Qantas is cutting more staff from its engineering division, with about 400 jobs set to go.
As part of a restructure of its engineering operations flagged in May, the airline is cutting around 200 daily maintenance positions in Sydney due to what it describes as "overstaffing", as well as some employees at Qantas Defence Services who maintain the Air Force's C130 Hercules aircraft.
Qantas will also cut around 250 contractors and "a small number" of employees working on a Boeing 747 project at Melbourne's Avalon airport that finishes later this month.
However, the airline will be filling up to 120 new positions in Brisbane as maintenance is transferred from Melbourne's Tullamarine operation to the Queensland facility, which is receiving a $30 million upgrade.
Qantas says the changes will result in a net reduction of around 150 employees and 250 contractors.
The head of the airline's domestic operations, Lyell Strambi, says a more modern fleet of aircraft requires less maintenance and Qantas needs to cut costs to stay internationally competitive.
"Our cost base in heavy maintenance is more than 30 per cent higher than our competitors who do the vast majority of their maintenance overseas," he said in a statement.

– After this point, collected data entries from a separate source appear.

PR #2850, opened 2021-09-29
[Merged by Bors] - beacon sync: wait for N blocks before deciding beacon value from blocks

### LINKED ISSUE #2810: beacon sync: determine beacon value from blocks in the first K layers
## Description

when a node didn't participate in the tortoise beacon protocol in the last epoch (and therefore didn't learn the beacon value for the current epoch), but is eligible to produce a block in the current epoch, it needs to sync the beacon value from peers.

it is important to find the correct beacon value as it affect the rewards from generating blocks and hare participation. we wait for enough blocks from the beginning of the epoch, and use the most weighted beacon value from them.

the number of blocks should give us enough confidence based on the protocol. here we choose K layers where K constitute 2 clusters of 800 blocks.

countvonzero:
## Motivation

Closes #2810

## Changes

- for nodes that did not participate in the tortoise beacon in the previous epoch, wait for N blocks to decide the beacon value for the previous epoch
- node: wait for beacon value to be determined for previous epoch before participating in hare
- miner: wait for beacon value to be determined for previous epoch before producing blocks

## Test Plan

make the late-node test wait one more epoch due to the nature of beacon sync
- before:
late node participates in hare as soon as it is synced with a fake beacon value (epoch ID)
i.e. a late node will join at epoch 4, become synced at epoch 6 and consistently participates in hare during epoch 7.

- after:
late node only participates in hare once it learned of the beacon value from previous epoch. so it will only consistently participate in hare the epoch after it take parts in the tortoise beacon.
i.e. a late node will join at epoch 4, become synced and published an ATX in epoch 6, and participates in beacon protocol in epoch 7. so it only consistently participates in hare in epoch 8. 
after it gets synced, it will participate in hare in the 2nd and 3rd layer of the epoch 6/7 (after it syncs the beacon value during the 1st layer of epoch 6/7)

## DevOps Notes


countvonzero:
bors try

countvonzero:
> ## try
> Build failed:
> 
> * [ci-stage2](https://github.com/spacemeshos/go-spacemesh/runs/3750271469)

https://github.com/spacemeshos/go-spacemesh/runs/3750591105

unit tests was canceled. retry the jobs and all the system tests passed

cmd/root.go
```diff
@@ -205,6 +205,8 @@ func AddCommands(cmd *cobra.Command) {
 		"Ratio of votes for reaching consensus")
 	cmd.PersistentFlags().Uint64Var(&config.TortoiseBeacon.VotesLimit, "tortoise-beacon-votes-limit",
 		config.TortoiseBeacon.VotesLimit, "Maximum allowed number of votes to be sent")
+	cmd.PersistentFlags().Uint32Var(&config.TortoiseBeacon.BeaconSyncNumBlocks, "tortoise-beacon-sync-num-blocks",
```
dshulyak, line 208: i am not sure that this is supposed to be configured separately. shouldn't it be based on the layer size and/or number of layers in epoch?

tortoisebeacon/tortoise_beacon.go
```diff
@@ -193,52 +191,121 @@ func (tb *TortoiseBeacon) Close() {
...
+	if _, err := tb.GetBeacon(epoch); err == nil {
+		// already has beacon. i.e. we had participated in tortoise beacon protocol during last epoch
+		return
 	}
 
-	if tb.tortoiseBeaconDB != nil {
-		val, err := tb.tortoiseBeaconDB.GetTortoiseBeacon(epochID - 1)
-		if err == nil {
-			return val.Bytes(), nil
+	if epochBeacon := tb.findMostWeightedBeaconBeaconForEpoch(epoch); epochBeacon != nil {
```
dshulyak: BeaconBeacon?

dshulyak (commented):
great approach, very intuitive.

in case if node skipped participation in tortoise beacon when it wasn't synced at the start of epoch, it just needs to wait for a sufficient number of blocks before enabling all depending protocols and it doesn't matter where it will get those blocks from (sync or gossip). right?

i am bit concerned that db was removed, if node was restarted right after it got a beacon it will have to wait for many blocks again. if the beacon was persisted it will need only to wait for 2 gossip layers, or am i missing something?

hare/eligibility/beacon_test.go
```diff
@@ -18,40 +18,12 @@ func (mbp mockBeaconProvider) GetBeacon(types.EpochID) ([]byte, error) {
...
-
 	beaconValue := []byte{1, 2, 3, 4}
-	b.beaconGetter = &mockBeaconProvider{beaconValue}
-	b.confidenceParam = cfg.ConfidenceParam
-	val, err := b.Value(context.TODO(), 100)
-	r.NoError(err)
-	r.Equal(binary.LittleEndian.Uint32(beaconValue), val)
-	r.Equal(1, c.numGet)
-	r.Equal(1, c.numAdd)
+	encodedValue := uint32(67305985) // binary.LittleEndian.Uint32(beaconValue)
```
nkryuchkov: I think hex number would be more readable here
```suggestion
	encodedValue := uint32(0x4030201) // binary.LittleEndian.Uint32(beaconValue)
```

nkryuchkov (approved):
Great job! The code became much cleaner

countvonzero:
> in case if node skipped participation in tortoise beacon when it wasn't synced at the start of epoch, it just needs to wait for a sufficient number of blocks before enabling all depending protocols and it doesn't matter where it will get those blocks from (sync or gossip). right?

correct. the source of the data (sync/gossip) does not matter. however, each miner only records the beacon in their **first** block in the epoch. so i am thinking the blocks may be concentrated at the beginning of the epoch.

before i only recorded the block that actually has beacon value. it's trivial to record it from every block. i have changed the code to do so (see the last commit)
 
> i am bit concerned that db was removed, if node was restarted right after it got a beacon it will have to wait for many blocks again. if the beacon was persisted it will need only to wait for 2 gossip layers, or am i missing something?

you are right. i simply was willing to let the node wait longer. added a private db inside tortoise beacon to speed up the recovery.

hare/eligibility/beacon_test.go
countvonzero: you are right. done.

tortoisebeacon/tortoise_beacon.go
countvonzero: i was maybe hungry and thinking about bacon when i wrote this. 🥓

cmd/root.go
countvonzero: according to Tal during the R&D meeting, he was not sure whether we should set it to 1, 1.5 or 2 clusters of (800) blocks, as 800 is the security param. it's likely we will have to experiment with this number. i.e. either set it to 1X/1.5X/2X or set the number of blocks.

also, for system testing, i am not sure whether 800 gets reduced to a smaller number. so it's also easier to explicitly set it to a small number, disregarding layer_size and num_layers_per_epoch.

i imagine when we get to a stage where we are sure of the network param, we can actually simplify a lot more.

tortoisebeacon/tortoise_beacon.go
```diff
@@ -193,76 +203,178 @@ func (tb *TortoiseBeacon) Close() {
...
+	defer tb.mu.Unlock()
 	tb.beacons[epoch] = beacon
-	tb.mu.Unlock()
+}
+
+func (tb *TortoiseBeacon) persistBeacon(epoch types.EpochID, beacon types.Hash32) {
+	if tb.db == nil {
+		return
+	}
+	if err := tb.db.Put(epoch.ToBytes(), beacon.Bytes()); err != nil {
```
dshulyak: if persistence is enabled this error should be checked, why to "optimize" this and make persistence best-effort?

tortoisebeacon/tortoise_beacon.go
```diff
@@ -193,76 +203,178 @@ func (tb *TortoiseBeacon) Close() {
...
 func (tb *TortoiseBeacon) setBeacon(epoch types.EpochID, beacon types.Hash32) {
+	tb.persistBeacon(epoch, beacon)
 	tb.mu.Lock()
+	defer tb.mu.Unlock()
 	tb.beacons[epoch] = beacon
-	tb.mu.Unlock()
+}
+
+func (tb *TortoiseBeacon) persistBeacon(epoch types.EpochID, beacon types.Hash32) {
+	if tb.db == nil {
```
dshulyak: but why to make this optional? i think it was optional in previous code as well, but i don't see any reason to do so

tortoisebeacon/tortoise_beacon.go
```diff
@@ -193,76 +203,178 @@ func (tb *TortoiseBeacon) Close() {
...
+	tb.logger.With().Warning("beacon not available",
+		epochID,
+		log.Uint32("beacon_epoch", uint32(beaconEpoch)))
+	return nil, ErrBeaconNotCalculated
+}
+
+func (tb *TortoiseBeacon) getBeacon(epoch types.EpochID) []byte {
+	tb.mu.RLock()
+	defer tb.mu.RUnlock()
+	if beacon, ok := tb.beacons[epoch]; ok {
```
dshulyak, line 338: why not to store data only in db? it is not going to be a bottleneck

tortoisebeacon/tortoise_beacon.go
```diff
@@ -193,76 +203,178 @@ func (tb *TortoiseBeacon) Close() {
...
+			epoch,
+			log.String("beacon", beacon.ShortString()), log.Err(err))
+	}
+}
+
+func (tb *TortoiseBeacon) getPersistedBeacon(epoch types.EpochID) []byte {
+	if tb.db == nil {
+		return nil
+	}
+	if beacon, err := tb.db.Get(epoch.ToBytes()); err == nil {
```
dshulyak: why not to return an error?

cmd/root.go
dshulyak: to me this number seems a bit magical, I've seen it mentioned in tortoise weakcoin as well. do you know if there is any dependency between layer size and layers per epoch? or how it was invented?

dshulyak (approved):
i am not sure that it is good idea to make persistence best-effort, but up to you

tortoisebeacon/tortoise_beacon.go
countvonzero: ok. i didn't think it's worth failing other component if there is error here. but if disk is failing, we have bigger issues. changed as you suggested

tortoisebeacon/tortoise_beacon.go
countvonzero: my reason was for ease of testing. but i think i was tunnel visioned. thanks for pushing me. changed.

tortoisebeacon/tortoise_beacon.go
countvonzero: it is not going to be a bottleneck for sure but i still don't like to access disk every time a beacon is queried.

our protocol is based on synchronous network. and some messages are time sensitive. the hardware assumption for home miners are **not** SSD but HDD. i think we should still avoid disk seeks and the long tail on disk read time as much as we can. the epoch numbers to keep is limited to 10. i'm not concerned abt memory usage.

tortoisebeacon/tortoise_beacon.go
countvonzero: done

countvonzero:
> to me this number seems a bit magical, I've seen it mentioned in tortoise weakcoin as well. do you know if there is any dependency between layer size and layers per epoch? or how it was invented?

@dshulyak i thought the comment in tortoisebeacon/config.go is adequate.

i am not familiar with the tortoise weak coin (for self-healing).
800 is our security parameter in the whitepaper. during the R&D discussion, Tal and Iddo always refer 800 as a cluster. if we see 800 of something, and if more than 2/3 of them agree, then our security assumption holds.

if we just sticks to 800, then i can hard code a value in the code that says beaconSyncNumBlocks := 800.
as far as i know, we only have hare committee size set to 800.

in the R&D meetings, Tal's idea was to wait K layers that satisfy 800 or 1600 blocks. 
but layers are ticked. let's say the average blocks per layer is 200. then we wait minimum 4 layers.
however, i don't want to wait for 4 full layers if we collected 800 blocks earlier than 4 layers. that's why i decided to use numBlocks instead of layers.

there is no relation to layers per epoch that i know of.

cmd/root.go
countvonzero: i am not familiar with the tortoise weak coin (for self-healing).
800 is our security parameter in the whitepaper. during the R&D discussion, Tal and Iddo always refer 800 as a cluster. if we see 800 of something, and if more than 2/3 of them agree, then our security assumption holds.

if we just sticks to 800, then i can hard code a value in the code that says beaconSyncNumBlocks := 800.
as far as i know, we only have hare committee size set to 800.

in the R&D meetings, Tal's idea was to wait K layers that satisfy 800 or 1600 blocks.
but layers are ticked. let's say the average blocks per layer is 200. then we wait minimum 4 layers.
however, i don't want to wait for 4 full layers if we collected 800 blocks earlier than 4 layers. that's why i decided to use numBlocks instead of layers.

there is no relation to layers per epoch that i know of.

countvonzero:
bors merge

"We must close this gap to secure Qantas's future viability and this restructure will assist in making Qantas maintenance facilities in Australia more competitive." Becoming 'unsafe' Unions have expressed disappointment at the job losses and are warning staff cuts will risk Qantas's reputation as one of the world's safest airlines.
"The engineering job cuts announced by Qantas management today are another step towards turning our national carrier into an unsafe airline," said Steve Purvinas, the federal secretary of the Licenced Aircraft Engineers Association.
"It beggars belief that Qantas management's answer to a recent spate of maintenance errors, many being investigated by CASA, is to sack more staff." Australian Workers Union (AWU) Victorian secretary Cesar Melham says Qantas should assist employees who want to move to Brisbane to take up positions there.
"There has been no consultation and no consideration for the lives that have been turned upside down by today's announcement," he said.
"We understand there are something like 110 positions available in Brisbane heavy maintenance which is small comfort to people whose lives are in Victoria." Qantas says further job losses are likely in its engineering division as improved technology continues to lower maintenance requirements, and as it eventually transitions to just one heavy maintenance base in Australia.
The airline says it has no timeline yet set for the transition to one heavy maintenance base.
Qantas says its main daily maintenance base will continue to operate at Sydney Airport, with large daily maintenance bases in Melbourne, Brisbane, Perth, Adelaide, Cairns and Darwin.